Latest revision as of 17:03, 1 July 2020

The great importance of the notion of "accretive mapping" consists in the fact that it allows one to treat many partial differential equations and functional differential equations from mathematical physics (such as the heat and wave equations) as suitable ordinary differential equations associated with accretive generators of suitable semi-groups in appropriate functional (Sobolev) spaces. This method, known as the semi-group approach, has significantly clarified and unified the study of many classes of partial and functional differential equations and has solved problems that had been left open by the previous classical methods.

Let $X$ be a general Banach space with norm $|.|$. If $A$ is a bounded linear operator from $X$ into itself, then the exponential formula below holds:

\begin{equation*} S ( t ) = e ^ { - t A } = \sum _ { m = 0 } ^ { \infty } \frac { ( - t A ) ^ { m } } { m ! }, \end{equation*}

as the series is convergent.

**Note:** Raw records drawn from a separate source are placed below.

PR #250, opened 2020-12-07
Improved lobby scenery

jngo102:
- Random spawning of scenery objects
- Implemented object pooling in a class


src/assets/autoload/helpers.gd
```diff
@@ -1,5 +1,12 @@
 extends Node
 
+func choose(array: Array):
```
TheSecondReal0: Maybe change this function name to ```pick_random()```?

TheSecondReal0 (changes requested):
There's one small change to a function name I'd like you to make but other than that everything looks good! The code looks good and it works perfectly!

src/assets/autoload/helpers.gd
jngo102: Changed

TheSecondReal0 (approved):
Code is solid, works perfectly, ready to merge!

PR #284, opened 2021-01-14
Tasks presented in the taskinfo are less confusing

Damjan94:


nicemicro (approved):
Does what it says it does, improves the code quality.
Tested with the new "main" merged into it, no conflicts, good to go.

PR #286, opened 2021-01-15
Fixes the rolescreen crash(#271)

### LINKED ISSUE #271: Role screen crashes game on second created game
Way to reproduce:
1. Create a new game
2. Start the game
3. Go back to lobby
4. Go back to main menu
5. Create a new game
6. Start the game

Game crashes with error: Attempt to call function 'set_movement_disabled' in base 'null instance' on a null instance.
Where it occures: 
```
func _clean_up():
	for id in PlayerManager.players:
		PlayerManager.players[id].set_movement_disabled(false)
```
the PlayerManager.players is a dictionary with one element that is NULL

Damjan94:
Makes the rolescreen go thrugh the ui manager


nicemicro (changes requested):
TLDR: the instance that was server first, when tries to join a game hosted by an other instance, breaks on rolescreen.

I can still get a crash on the rolescreen:
- run OpenSuspect in 4 instances
- create a game on instance 1
- join all other clients, start, back to lobby, leave the game.
- create a game on instance 1
- join all other clients, start -> rolescreen works, back to lobby, leave the game.
- create a game on instance 2
- join all other clients, start -> rolescreen breaks on instance 1.

The crash happens in rolescreen.gd:101 at function _create_info, with an` invalid get index on base 'Dictionary'`. For some reason, the player_sprite_collection didn't get populated properly.

TheSecondReal0:
This sounds like it has something to do with network info (peers + names) not being cleared when you return to the main menu. Maybe adding a cleanup phase to network.gd would help?

IIRC roles aren't cleared either, but that shouldn't be causing any problems because they are reset each time roles are assigned/received.

src/assets/ui/hud/defaulthud/rolescreen/rolescreen.gd
```diff
@@ -11,27 +11,28 @@ func _ready():
...
 		return
+	reset()
+	populate_player_info_container(player_roles)
 
+func populate_player_info_container(player_roles: Dictionary):
 	display_timer.start()
-	PlayerManager.inMenu = true
-	""" 
+
+  """
```
nicemicro: That three quotation marks with the spaces in front of them instead of a tab makes Godot rage quit if running the game from the editor.
Moreover, I don't think it's good form to have the TODO in a string like this, let's just make it a normal comment with #

nicemicro (changes requested):
If I correct the abovementioned spaces to a tab character, the game works.

src/assets/ui/hud/defaulthud/rolescreen/rolescreen.gd
Damjan94: I resolved the merge conflict here, on github so I didn't notice the spacing...
good thing you caught that :)

nicemicro (dismissed):
Good, works perfectly, code is clean.

nicemicro (approved):

PR #289, opened 2021-01-22
Scene switching/transition fix

TheSecondReal0:
Without manual scene loading, a transition that includes switching scenes will be unreliable. Currently, when you transition to lobby from start, Godot emits signals in reverse order and then switches scenes. So priority 5 is emitted before 4, 4 before 3, etc. THEN loads the scene, which means anything related to nodes in the new scene doesn't happen (notably player/map spawning). This has caused some weirdness and we've implemented a few workarounds because of it (automatically spawning a player and loading map in `_ready()` functions instead of waiting for the corresponding signal). 

Hopefully this PR will make transitions much more consistent.


nicemicro (approved):
Code is clean, works like a charm.

PR #293, opened 2021-01-30
Container tasks

### LINKED ISSUE #196: Tasks system
Implement a flexible tasks system. This is a large system to implement, might take multiple people to tackle it, or one very dedicated soul.

Should have:
- Task assignment, based on role / randomness
- Interaction between player, task and map
- For exact details, see design document, linked below

An example task can be seen at this PR: https://github.com/opensuspect/opensuspect/pull/192
See https://github.com/opensuspect/design-document/blob/main/task_base.md.

zapzoop0099:
A container task as intended by the design document 
Currently it is fully functional/completed **From Game Perspective** but enough for getting items from the box

This PR provides:-

- A full sync between the task
- A location from where player can pick up the items


src/assets/autoload/uimanager.gd
```diff
@@ -85,6 +87,11 @@ func free_ui(ui_name: String):
 		push_error("free_ui() called with invalid ui name " + ui_name)
 	emit_signal("free_ui", ui_name)
 
+func pre_ins(ui_name:String):
```
Damjan94: what does this function do(maybe a more descriptive name)?

src/assets/main/maps.gd
```diff
@@ -68,6 +68,8 @@ func switchMap(newMap: String) -> void:
 	# actual current map to position 0 manually.
 	move_child(mapClone, 0)
 	emit_signal("spawn", getSpawnPoints())
+	if newMap == "Test":
+		init_all_tasks()
```
Damjan94: This could be moved below line 128 in uimnager, because it is ui based, and that's where I have put `open_ui("rolescreen")`.

wait for other peoples input, before you change this one, as I'm not 100% sure myself

src/assets/maps/test/Container.gd
```diff
@@ -0,0 +1,45 @@
...
+	pass 
+
+func reset() -> void: #Resets the node
+	interacting = false
+	pressed = false
+	interactor.clear()
+	
+func register(body) -> void:#Register a body
+	interactor[body.id] = body.get_path()
+	interactor["bool"] = true
```
Damjan94: What does this bool do? more descriptive names can never hurt

src/assets/maps/test/Container.gd
```diff
@@ -0,0 +1,45 @@
...
+		UIManager.open_ui("container", interactor)
+		#interact(interactor)
+
+func _on_Container_body_entered(_body):#Check wether the body is player or not and record the player
+	for bodies in get_overlapping_bodies():
+		if bodies.is_in_group("players"):
+			if interactor.empty():
+				register(bodies)
+			else:
+				return
```
Damjan94: this can be better structured as
```
	# Can't register a new body, if there is an already registered body
	if is_body_registered():
		return

	for bodies in get_overlapping_bodies():
		if not bodies.is_in_group("players"):
			continue

		register(bodies)
		return

func is_body_registered() -> bool:
	return interactor.size() > 0
```

src/assets/ui/tasks/container/container.gd
```diff
@@ -0,0 +1,83 @@
...
+
+puppetsync func pass_data(data:Dictionary):#Pass data to child
+	for slot in grid.get_children():
+		slot.ui_data = data
+		
+func erase_data():#Erase data from child
+	for slot in grid.get_children():
+		slot.ui_data.clear()
+
+puppetsync func erase_child():#erases all child
```
Damjan94: `erase_children`, plural of child is children

src/assets/ui/tasks/container/container.gd
```diff
@@ -0,0 +1,83 @@
...
+remotesync func pass_data_server(data:Dictionary):
+	if not get_tree().is_network_server():
+		return
+	rpc("pass_data", data)
+	
+remotesync func reset_server():
+	if not get_tree().is_network_server():
+		return
+	rpc("reset")
+remotesync func erase_child_server():
```
Damjan94: don't forget to change it to `children` here, too... English is sometimes complicated like that(or is it just me? :D)...

src/assets/ui/uicontroller/uicontroller.gd
```diff
@@ -127,3 +130,16 @@ func get_child_node_names() -> Array:
 	for i in get_children():
 		name_list.append(i.name)
 	return name_list
+
+func pre_ins(ui_name: String):
```
Damjan94: why not do
```
func pre_ins(ui_name: String):
	instance_ui(ui_name)
	close_ui(ui_name)
```

src/assets/ui/tasks/container/container.gd
```diff
@@ -0,0 +1,83 @@
...
+
+func _ready():
+#When the first player interacts then called this func to all others so everyone get the same scene set
+	if grid.get_child(0) == null:
+		rpc_id(1,"set_slot_server")
+#Connects with GameManager to record game transition
+	GameManager.connect('state_changed', self, '_on_state_changed')
+
+
+func _process(_delta):#Called every frame to check interaction status
```
Damjan94: is there no way to change this to be event based?

Damjan94 (changes requested):
This is the first change request. I just glanced over the code, and made suggestions.
I also checked out the code, and it seems that if I take all of the items out of the container in one go(ie, I only open the window once), the items end up being on the ground, and when I try to pick them up, they teleport to the centare(0,0) of the map...
I will make another review if I find more bugs.

nicemicro (changes requested):
I have not checked the codebase yet, I trust @Damjan94 that he did a thorough job and I'll look at it after his recommendations have been implemented.
However to expand on the bug @Damjan94 describes in their comment, it happens wit every item you pick up from the storage. Steps to reproduce:
1. take an item out of the storage.
2. walk away and drop the item on the ground.
3. try to pick up the item again
4. watch the item move to the center of the map
5. the item can not be picked up again.

src/assets/items/item.gd
```diff
@@ -34,7 +35,11 @@ func picked_up() -> void:
 	"""Item is picked up."""
 	set_collision_layer_bit(4, false)
 	being_held = true
-	map_items.remove_child(self)
+	if item_from_container:
+		var path = get_tree().get_root().get_node(item_location)
+		path.remove_child(self)
```
Damjan94, line 39: the bug @nicemicro and I found(where items get teleported to (0,0) coordinate) is because item_from_container is never set to false. you could set it to false here...

Damjan94 (changes requested):
if you add `assert(picked_up_item == null)` before [this line](https://github.com/zapzoop0099/opensuspect/blob/8d62ec3c1f97e7b5d43569f25027e9c3cf4b2735/src/assets/player/item_handler.gd#L79), sometimes, when there's a lot of items around the container with the batteries, you end up with a perma item in your hand, that you can't drop.
image
actually, there don't need to be any items around the container. It sometimes will just put two items if it doesn't close the ui after you take away the first item, and you click to take away another item

src/assets/player/player.gd
```diff
@@ -77,8 +78,11 @@ func _ready():
 	customizePlayer(id)
 
 func _input(event: InputEvent) -> void:
-	# Item Handler does not receive input as a child of a Viewport
-	item_handler._input(event)
+	if can_pickup == true:
+		# Item Handler does not receive input as a child of a Viewport
+		item_handler._input(event)
```
nicemicro, line 83: the item_handler should do all the different types of checking whether it is possible to pick up an item or not.
Having a bool for this purpose is not good, because many different events can block pick up, and if two blocking events occur simultaneously, and one is over, that would maybe switch the bool back to true, even though the other blocking event still did not pass.
So instead of having a boolean, just add the additional conditions to `item_handler._input()`.

src/assets/ui/tasks/container/container.gd
```diff
@@ -0,0 +1,83 @@
...
+#When the first player interacts then called this func to all others so everyone get the same scene set
+	if grid.get_child(0) == null:
+		rpc_id(1,"set_slot_server")
+#Connects with GameManager to record game transition
+# warning-ignore:return_value_discarded
+	GameManager.connect('state_changed', self, '_on_state_changed')
+
+func _process(_delta):#Called every frame to check interaction status
+	if not ui_data.empty():
+		rpc_id(1, "pass_data_server", ui_data)
```
nicemicro: I also don't understand, what happens if the ui_data becomes empty, when it was not empty before? does it not RPC the server in that case?
Moreover, when this RPC is called, the server will send the RPC to all clients, so it ends up setting it to itself again. Is this intended?

src/assets/ui/tasks/container/container.gd
```diff
@@ -0,0 +1,83 @@
...
+	for slot in grid.get_children():
+		slot.ui_data.clear()
+
+puppetsync func erase_children() -> void:#erases all child
+	for child in grid.get_children():
+		child.queue_free()
+
+puppetsync func reset() -> void:#Clears all the data
+	erase_data()
+	ui_data.clear()
```
nicemicro: shouldn't we check here whether the RPC is coming for the server?

nicemicro (changes requested):
I feel like the container.gd is doing too much with respect to synchronizing the data.
I would be more happy if we used an autoload like taskmanager.gd or rather a script attached to main.tscn to handle these kind of synchronization behaviors, as I would think in the future when we have multiple different tasks, having a common back end would be beneficial.

PR #296, opened 2021-02-11
Keep camera centered on player

monban:
Looking for some feedback on this idea, I think it's nicer to have the camera centered on the player instead of waiting for them to walk to the edge of the screen. Gives you a better sense of what's around you, more "awareness", feels less claustrophobic.


nicemicro (approved):
I like it this way better.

Moreover, the function $y ( t ) = e ^ { - t A } x = S ( t ) x$ is the unique strong solution to the Cauchy problem $y ^ { \prime } ( t ) = - A y ( t )$, $y ( 0 ) = x$. If $A$ is unbounded, then the series above is not convergent, so the exponential formula makes no sense. However, if $A$ is $m$-accretive (see below and $m$-accretive operator), then the so-called Crandall–Liggett exponential formula (1971) can be defined. Namely:

\begin{equation*} e ^ { - t A }x = \operatorname { lim } _ { n \rightarrow \infty } \left( I + \frac { t } { n } A \right) ^ { - n } x = S ( t ) x , \forall x \in X, \end{equation*}

as the limit above exists. For $A$ linear and unbounded, it is due to E. Hille and K. Yosida (who started these investigations in 1948). The one-parameter family of operators $S ( t )$ defined by $S ( t ) x = e ^ { - t A } x $ is said to be the semi-group generated by the (possible non-linear and multi-valued) $m$-accretive mapping $- A$. The main difference in this unbounded case is that for $x \notin D ( A )$, the function $t \rightarrow S ( t ) x$ is not differentiable. This is why the function $y ( t ) = e ^ { - t A } x = S ( t ) x$ is said to be a mild (or generalized) solution to the Cauchy problem above.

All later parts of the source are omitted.